Once you've identified components that depend on the Kubernetes API, refer to their documentation to ascertain version compatibility and any prerequisites for upgrading. For instance, consult the AWS Load Balancer Controller documentation for insights into version compatibility. Certain components might necessitate updates or configuration adjustments before proceeding with a cluster upgrade. It's imperative to pay special attention to critical components like CoreDNS, kube-proxy, VPC CNI, and storage drivers.

Clusters typically encompass a multitude of workloads relying on the Kubernetes API, essential for functionalities such as ingress control, continuous delivery systems, and monitoring tools. When embarking on an EKS cluster upgrade, it's equally crucial to upgrade your add-ons and third-party tools, ensuring their seamless compatibility with the upgraded environment.

See the following examples of common add-ons and their relevant upgrade documentation:

• Amazon VPC CNI: For the recommended version of the Amazon VPC CNI add-on for each cluster version, see Updating the Amazon VPC CNI plugin for Kubernetes self-managed add-on. When installed as an Amazon EKS Add-on, it can only be upgraded one minor version at a time.
• kube-proxy: See Updating the Kubernetes kube-proxy self-managed add-on.
• CoreDNS: See Updating the CoreDNS self-managed add-on.
• AWS Load Balancer Controller: The AWS Load Balancer Controller needs to be compatible with the EKS version you have deployed. See the installation guide for more information.
• Amazon Elastic Block Store (Amazon EBS) Container Storage Interface (CSI) driver: For installation and upgrade information, see Managing the Amazon EBS CSI driver as an Amazon EKS add-on.
• Amazon Elastic File System (Amazon EFS) Container Storage Interface (CSI) driver: For installation and upgrade information, see Amazon EFS CSI driver.
• Kubernetes Metrics Server: For more information, see metrics-server on GitHub.
• Kubernetes Cluster Autoscaler: To upgrade the version of Kubernetes Cluster Autoscaler, change the version of the image in the deployment. The Cluster Autoscaler is tightly coupled with the Kubernetes scheduler. You will always need to upgrade it when you upgrade the cluster. Review the GitHub releases to find the address of the latest release corresponding to your Kubernetes minor version.
• Karpenter: For installation and upgrade information, see the Karpenter documentation.
• Ingress: You need to really understand how traffic is coming into the cluster and through what systems.
• Service mesh: Are you using one, what does it do and what version is it set at? Istio can be a BEAR to upgrade, so if you can switch to Linkerd you'll likely be much happier in the long term. However, understanding what controls access to what namespaces and pods is critical to a happy upgrade.
• Certificates: By default, they expire after a year. You get fresh ones with every upgrade, but you can also trigger a manual refresh whenever with kubeadm certs renew. If you are running an old cluster, PLEASE check the expiration dates of your client certificates with:

kubeadm certs check-expiration now

• Stateful deployments: Are they storing something, where are they storing it, and how do you manage them? This would be databases, Redis, message queues, applications that hold state. These are often the hardest to move or interact with during an upgrade. You can review the options for moving those here. The biggest thing is to set the pod disruption budget so that there is some minimum available during the upgrade process as shown here.

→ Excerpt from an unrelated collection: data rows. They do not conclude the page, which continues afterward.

PR #1330, opened 2020-03-11
fix(python): `self` as property name leads to assignment error

skorfmann:
When a property with the name `self` exists in a class, it leads to
a runtime error. This slugifies the conventional `self` parameter
as needed to avoid this problem without compromising on the
developer experience.

---


RomainMuller:
Thanks for this contribution!

This is currently missing a test that demonstrates the issue is fixed.

skorfmann:
> This is currently missing a test that demonstrates the issue is fixed.

Could you point me to a similar test? 

> I think right now this will cause a warning to be emitted, but it will not fix code generation so the name is correctly slugified.

Yes, I think so too. What would be the correct way to slugify this?

RomainMuller:
With respects to the slugification, there appears to be a duplicated reserved words list in `jsii-pacmak` that fails to include `self` (bonus points if you find a way to de-duplicate, but I'm cool if you don't want to bother with that, too):
https://github.com/aws/jsii/blob/1ff25571a08652c59b23d6a2938dd3f426cd2665/packages/jsii-pacmak/lib/targets/python.ts#L71-L76

---

With respects to the tests... This is going to involve:
1. Adding stuff in `jsii-calc` to reproduce the issue you've identified:
    https://github.com/aws/jsii/blob/1ff25571a08652c59b23d6a2938dd3f426cd2665/packages/jsii-calc/lib/compliance.ts#L896-L961
2. Adding a new test in the Python runtime's test suite that "runs into the bug" (which would pass with the fix in, so you know you've nailed it for good!)
   https://github.com/aws/jsii/blob/1ff25571a08652c59b23d6a2938dd3f426cd2665/packages/%40jsii/python-runtime/tests/test_compliance.py#L1168-L1170

In any case - we'll happily provide help if you don't know how to proceed!

RomainMuller:
Reading up a bit, it appears that `self` is *technically* not a keyword in Python, so we're abusing a little here if we add it to the `PYTHON_KEYWORDS` list in `jsii-pacmak` (it's actually "fine" to have a warning about it in `jsii`, still).

I reckon the real fix is going to possibly be with code-generation of instance methods in `jsii-pacmak` (the `targets/python.ts` file is where it's at).

I can let you have a look here and see if you find your way around what needs to change... And then I can have a look, too, if you get nowhere or can't afford to spend that kind of time on this :)

skorfmann:
Cool, thanks for providing me the context. I'll take a look at it.

RomainMuller:
I have improved the solution here, but realized the current Submodules feature of `jsii` generates invalid Python code for the test I would like to introduce (making it impossible to load).

This would need fixing before the compliance test can be added, however we *could* ship as-is since the original bug is likely addressed. I'd still kind of prefer being able to add the next test however (because I'm not sure the instance property/method name conflict results in code that'll behave as intended).

PR #1335, opened 2020-03-15
feat: add autobump script

MrArnoldPalmer:
Changes all version numbers in package.json to 0.0.0. to centralize current version to a single location in lerna.json. This removes noise from release PRs.

Adds scripts for aligning package versions to the current version. Changes content of `scripts/bump.sh` to only bump

**Note**:
Changing to using `standard-version` for bumping and changelog from lerna means that all changes are documented in the root `CHANGELOG.md` instead of within individual package folders.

🔍 Verify Available IP Addresses

To update the cluster, Amazon EKS requires up to five available IP addresses from the subnets that you specified when you created your cluster. To verify that your subnets have enough IP addresses to upgrade the cluster, you can run the following command:

CLUSTER=<cluster name>
aws ec2 describe-subnets --subnet-ids \
    $(aws eks describe-cluster --name ${CLUSTER} \
    --query 'cluster.resourcesVpcConfig.subnetIds' \
    --output text) \
    --query 'Subnets[*].[SubnetId,AvailabilityZone,AvailableIpAddressCount]' \
    --output table

The VPC CNI Metrics Helper may be used to create a CloudWatch dashboard for VPC metrics.

🔄 Transition to EKS Add-ons

Amazon EKS seamlessly deploys essential add-ons like the Amazon VPC CNI plugin for Kubernetes, kube-proxy, and CoreDNS for each cluster. These add-ons can either be self-managed or installed via Amazon EKS Add-ons, offering an alternative approach to add-on management through the EKS API.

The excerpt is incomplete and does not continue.